The writers behind “Gone Girl,” “The Imitation Game,” “Inherent Vice,” “The Theory of Everything” and “Wild” were named finalists today for the USC Libraries Scripter Award.
Up for the 27th annual award are:
— Gillian Flynn, author and screenwriter of “Gone Girl;” — for “The Imitation Game,” author Andrew Hodges, who wrote the book “Alan Turing: The Enigma” and screenwriter Graham Moore — novelist Thomas Pynchon and screenwriter Paul Thomas Anderson for “Inherent Vice;”
— Jane Hawking, author of “Travelling To Infinity: My Life With Stephen” and screenwriter Anthony McCarten for “The Theory of Everything and;”
— screenwriter Nick Hornby for “Wild,” adapted from Cheryl Strayed’s memoir “Wild: From Lost to Found on the Pacific Crest Trail.”
The awards will be given out at a Jan. 31 black-tie ceremony in the Edward L. Doheny Jr. Memorial Library at USC. Academy Award winners Helen Mirren and Taylor Hackford will serve as honorary dinner chairs.
Mystery and crime writer Walter Mosley, author of more than 40 books including the “Easy Rawlins” series, will receive the USC Libraries Literary Achievement Award. Mosley is working on a Broadway version of his novel “Devil in a Blue Dress,” which also was a 1995 movie starring Denzel Washington.
The Friends of the USC Libraries established the award in 1988. Previous winners include the screenwriters and authors of “12 Years a Slave,” “The Social Network,” “A Beautiful Mind” and “The English Patient.”

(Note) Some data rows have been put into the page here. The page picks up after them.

PR #38, opened 2022-01-21
Cairo: Disable font hinting when GSScaleFactor is not 1 to fix text d…

anthonyc-r:
…isplay issues

This commit disables font hinting in the cairo backend if GSScaleFactor is not 1. It fixes an issue I posted under libs-gui here: https://github.com/gnustep/libs-gui/issues/134.

### DIFF
--- a/Source/cairo/CairoFontInfo.m
+++ b/Source/cairo/CairoFontInfo.m
@@ -48,6 +48,7 @@ void set_font_options(cairo_font_options_t *options)
   cairo_hint_metrics_t metrics = CAIRO_HINT_METRICS_ON;
   cairo_hint_style_t   style = CAIRO_HINT_STYLE_NONE;
   int hinting = [ud integerForKey: @"GSFontHinting"];
+  float scale = [ud floatForKey: @"GSScaleFactor"];
   int subpixel = 0;
 
   if (hinting == 0) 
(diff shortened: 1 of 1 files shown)


Source/cairo/CairoFontInfo.m
```diff
@@ -48,56 +48,73 @@ void set_font_options(cairo_font_options_t *options)
...
-          hinting = 33;
+        case 0:
+          metrics = CAIRO_HINT_METRICS_DEFAULT;
+          break;
+        case 1:
+          metrics = CAIRO_HINT_METRICS_OFF;
+          break;
+        case 2:
+          metrics = CAIRO_HINT_METRICS_ON;
+NSLog(@"Hinting on");
```
fredkiefer, line 86: Looks like you have  a leftover log statement here.

Source/cairo/CairoFontInfo.m
```diff
@@ -48,56 +48,73 @@ void set_font_options(cairo_font_options_t *options)
...
-      break;
-    case 3:
-      style = CAIRO_HINT_STYLE_MEDIUM;
-      break;
-    case 4:
-      style = CAIRO_HINT_STYLE_FULL;
-      break;
     }
-  
+
```
fredkiefer, line 114: Why all these empty lines?

fredkiefer:
I think the code is OK now. I am still unsure wether we need this change. When somebody manually changes the scaling factor she could as well switch off the font hinting by setting the other environment value to 33, which also is the default value.
Maybe we should document this better?

anthonyc-r:
Setting this to '17' appears to disable font hinting completely, perhaps a better patch would just set hinting to 17 if GSScaleFactor is set to anything other than 1, and GSFontHinting is not explicitly set. I see what you mean about being able to just explicitly set this, however I think that it shouldn't be possible to 'break' rendering by just setting scaling alone... 

I don't know how difficult a change it would be, but perhaps respecting the advancements list (in GSShowGlyphsWithAdvances) would also allow for font hinting and scaling to be set together?

anthonyc-r:
I've updated my commit to still allow for font hinting to be set via GSFontHinting.

fredkiefer:
I really like the new code. Thank you for the patch.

Chaired by USC professor and vice president of the Writers Guild of America, West, Howard Rodman, the 2015 Scripter selection committee selected the five finalists from a field of 97 eligible adaptations. Committee members include film critics Leonard Maltin, Anne Thompson and Kenneth Turan; authors Michael Chabon, Michael Ondaatje and Mona Simpson; screenwriters John Ridley, Erin Cressida Wilson and Steve Zaillian; and USC deans Elizabeth Daley of the School of Cinematic Arts, Madeline Puzo of the School of Dramatic Arts and Catherine Quinlan of the USC Libraries.